PR #3797, opened 2025-09-27
Tensor::num_dims()

crutcher:
### Checklist

### Changes

Explicit `Tensor::num_dims()` api; which doesn't require resolved D param; to avoid `tensor.shape().num_dims()` heap copy.

### DIFF
--- a/crates/burn-autodiff/src/tensor.rs
+++ b/crates/burn-autodiff/src/tensor.rs
@@ -22,6 +22,10 @@ impl<B: Backend> TensorMetadata for AutodiffTensor<B> {
     fn shape(&self) -> burn_tensor::Shape {
         self.primitive.shape()
     }
+
+    fn num_dims(&self) -> usize {
+        self.primitive.num_dims()
+    }
 }
 
 pub type NodeRefCount = Arc<NodeID>;
--- a/crates/burn-candle/src/tensor.rs
+++ b/crates/burn-candle/src/tensor.rs
@@ -27,6 +27,10 @@ impl TensorMetadata for CandleTensor {
     fn shape(&self) -> Shape {
         Shape::from(self.tensor.dims().to_vec())
     }
+
+    fn num_dims(&self) -> usize {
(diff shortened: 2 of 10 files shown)


ArthurBrussee:
What about `rank` vs `num_dims` ?

crutcher:
@ArthurBrussee I personally prefer `Tensor::rank()`, but SOME OTHERS (ahem, pytorch, tensorflow) have hijacked `rank` to use in their crappy data parallel training implementations, to identify the master nodes.

I think it is cleaner, and is what I would prefer; but I anticipated the above push back; and going the other direction would *also* mean changing the `Shape::num_dims()` interface; which seemed a harder sell (but I'd prefer it).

□ □ □

# Work order
Every line containing the word "crates" must be copied from the material above.

# Your solution
--- a/crates/burn-autodiff/src/tensor.rs
+++ b/crates/burn-autodiff/src/tensor.rs
--- a/crates/burn-candle/src/tensor.rs
+++ b/crates/burn-candle/src/tensor.rs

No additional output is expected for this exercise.